EXTRACTED ENTRIES: Begin
PR #666, opened 2020-12-11
synchronize reads from map to avoid concurrent modification

abyrd:
These were previously used only in tests but will be used in auto shutdown checks.


ansoncfit (approved):
I don't see the shutdown checks using `logJobStatus()` yet, but no problem making it synchronized in anticipation of such use.

PR #667, opened 2020-12-21
Additional path info changes

ansoncfit:
This implements additional ideas/cleanup discussed in #634 and

- Adds a package (transit.path) with classes:
  - StopSequence: The legs of an itinerary with transit (access, egress, boardStops, alightStops, and in-vehicle times)
  - PatternSequence: stopSequence and the patterns ridden between stops
  - Path (rename Itinerary?): patternSequence and associated departure time and waiting times for a single Raptor iteration
  - RouteSequence: aggregation grouping patterns by route. A further extension grouping by mode might be useful in some cases to reduce output file sizes.
- Replaces most Analysis uses of the profile.Path class (which had various extra fields) with these new transit.path classes.
- Returns JSON with human-readable path details for a single OD pair to the UI when toLat, toLon, and `recordPaths` set in the analysisRequest
- Cleans up the broker assembly and CSV writing of path results from workers processing regional analyses with freeform origins and destinations
- Allows autoscaling for regional analyses with freeform origins (limited to 5 workers for now)
- Add endpoint for downloading CSV files from FileStorage.

Still to-do (in a subsequent PR):
- [ ] Review `text/plain` mime content types on returned URLs
- [ ] Clean up FileStorage keys (especially consistent/correct use of .gz extension in already-gzipped files on S3).
- [ ] Clean up specification of origin pointset in analysis request (using an explicit pointset type field for regional analysis origins, rather than just taking the presence of an `originPointSetId` value as an indication of freeform origins?).
- [ ] Check behavior when `oneToOne = true`. This was implemented for travel time CSV writing with large numbers of linked OD pairs, but it has not been tested successfully with path CSV writing.
- [ ] Re-enable Taui site creation (with associated path scoring updates?), which still relies on the previous profile.Path class.
- [ ] Deprecate the profile.Path class (used for Point-to-Point routing) and replace remaining uses of it (in Taui) with the new transit.path.Path; remaining uses in point-to-point router will be removed (probably along with the p-to-p router itself, which will interfere with R5R and maybe Matt's fare debugging)


src/main/java/com/conveyal/analysis/controllers/RegionalAnalysisController.java
```diff
@@ -354,11 +355,12 @@ private Object getCsvResults (Request req, Response res) {
...
 
-        String key = regionalAnalysisId + resultType + ".csv.gz";
+        // TODO result path is stored in model, use that?
+        String key = regionalAnalysisId + '_' + resultType + ".csv.gz";
         FileStorageKey fileStorageKey = new FileStorageKey(config.resultsBucket(), key);
-        JSONObject json = new JSONObject();
-        json.put("url", fileStorage.getURL(fileStorageKey));
-        return json.toJSONString();
+
+        res.type("text");
```
ansoncfit, line 362: Doesn't the type need to be a MIME type?

Used here: https://github.com/conveyal/analysis-ui/commit/f714b49b74f5b08792ea3c8f8896cd88e8c0a478#diff-b19858859df3fd3e2d21ecd70a5d70a41995b47fa337915004a99b7eba4d39faR122-R127

abyrd (approved):
Reviewed all new changes since we last approved the changeset. All remaining work to be done (on a subsequent PR) is documented in the PR description comment as a checklist.

PR #410, opened 2023-09-25
Feature/remove docker sentry nodes

konradkonrad:
This changes the local docker test setup for snapshot shutter to run without `sentry` nodes / without validator isolation.

It changes the `chain init` parameter `--role validator` to use parameters for an exposed validator. The old functionality is preserved in `--role isolated-validator`.

This now is a better match for the keyper configuration in https://github.com/rolling-shutter/snapshot-keyper

### DIFF
--- a/docker/02-init-chain.sh
+++ b/docker/02-init-chain.sh
@@ -16,13 +16,19 @@ ${BB} rm -rf data/deployments
 # has geth as dependency
 $DC up deploy-contracts
 
+# setup chain-seed
 $DC run --rm --no-deps chain-seed init \
     --root /chain \
     --blocktime 1 \
     --listen-address tcp://0.0.0.0:${TM_RPC_PORT} \
     --role seed
 
-for num in 0 1 2 3; do
+seed_node=$(cat data/chain-seed/config/node_key.json.id)@chain-seed:${TM_P2P_PORT}
+
+${BB} sed -i "/^moniker/c\moniker = \"chain-seed\"" data/chain-seed/config/config.toml
+
+# configure validators and keypers 0-3
+for num in {0..3}; do
     validator_cmd=chain-$num-validator
 
     $DC run --rm --no-deps ${validator_cmd} init \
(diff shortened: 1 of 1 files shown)


ulope (approved):
👍

rolling-shutter/cmd/chain/init.go
```diff
@@ -170,24 +180,25 @@ func adjustPort(address string, keyperIndex int) (string, error) {
...
-			Msg("Found private validator")
-	} else {
-		pv = privval.GenFilePV(privValKeyFile, privValStateFile)
-		pv.Save()
-		log.Info().
-			Str("privValKeyFile", privValKeyFile).
-			Str("stateFile", privValStateFile).
-			Msg("Generated private validator")
-	}
+	if slices.Contains([]string{VALIDATOR, ISOLATEDVALIDATOR}, config.Role) {
```
ezdac, line 183: SEED role also needs privkey files

docker/02-init-chain.sh
```diff
@@ -4,71 +4,61 @@ source ./common.sh
...
+    ${BB} sed -i "/ValidatorPublicKey/c\ValidatorPublicKey = \"$(cat data/${validator_cmd}/config/priv_validator_pubkey.hex)\"" /config/keyper-${num}.toml
 
-    # set seed node for sentry
-    ${BB} sed -i "/^persistent_peers =/c\persistent_peers = \"${seed_node}\"" data/${sentry_cmd}/config/config.toml
-    # set validator node for sentry
-    ${BB} sed -i "/^private_peer_ids =/c\private_peer_ids = \"${validator_id}\"" data/${sentry_cmd}/config/config.toml
-    ${BB} sed -i "/^unconditional_peer_ids =/c\unconditional_peer_ids = \"${validator_id}\"" data/${sentry_cmd}/config/config.toml
-    ${BB} sed -i "/^external_address =/c\external_address = \"${sentry_cmd}:${TM_P2P_PORT}\"" data/${sentry_cmd}/config/config.toml
+    # set seed node for chain bootstrap
+    ${BB} sed -i "/^bootstrap_peers =/c\bootstrap_peers = \"${seed_node}\"" "${validator_config_path}"
```
ezdac, line 56: In the 0.0.37-rc2 this is call `seeds` now

ezdac (commented):
Just putting some comments here for reference if needed.
I am currently fixing some of the bugs / syntax errors in a local branch

rolling-shutter/cmd/chain/init.go
ulope: Ehh, are you sure about that?

AFAICS the point of the seed role is to not be an actual part of the network but just to exchange peer information.

ezdac: No not sure, but IIRC the seed role node errored on me because it was looking for the file that was configured in the config.
Before this PR, the seed validator *did* get a privkey file.

So maybe it doesn't need it, but then this needs to be reflected in the tendermint config file as well.
Maybe the config file has to be the empty string then

ezdac: And apart from that - wouldn't it make sense that also seed nodes are authenticated by address /signature?

ulope: They do need a node key (`node_key_file` in the config) for participating on the p2p network but what we're talking about here is the validator key.

I've just checked the boot nodes on the shapshot installation. They definitely don't have the `priv_*` key files.

PR #420, opened 2023-11-14
Database Refactoring

ezdac:
Before, the database schemas were defined in one directory and code generation was configured with one `sqlc.yaml` file. The database schema validation was only conducted against the most specific schema definition for the command that was invoked (e.g. the "collator" schema). This ignored schema changes for definitions that were used across commands, like "chainobsdb" or the keyper database definition.

Now the code generation is split up in multiple sqlc modules that have the same folder structure.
EXTRACTED ENTRIES: End
* **WORK INSTRUCTIONS**
From the records above, quote only the lines running from the line with "- Cleans up" to the line with "- [ ] Re-enable", both lines included.

* **SOLUTION**
- Cleans up the broker assembly and CSV writing of path results from workers processing regional analyses with freeform origins and destinations
- Allows autoscaling for regional analyses with freeform origins (limited to 5 workers for now)
- Add endpoint for downloading CSV files from FileStorage.

Still to-do (in a subsequent PR):
- [ ] Review `text/plain` mime content types on returned URLs
- [ ] Clean up FileStorage keys (especially consistent/correct use of .gz extension in already-gzipped files on S3).
- [ ] Clean up specification of origin pointset in analysis request (using an explicit pointset type field for regional analysis origins, rather than just taking the presence of an `originPointSetId` value as an indication of freeform origins?).
- [ ] Check behavior when `oneToOne = true`. This was implemented for travel time CSV writing with large numbers of linked OD pairs, but it has not been tested successfully with path CSV writing.
- [ ] Re-enable Taui site creation (with associated path scoring updates?), which still relies on the previous profile.Path class.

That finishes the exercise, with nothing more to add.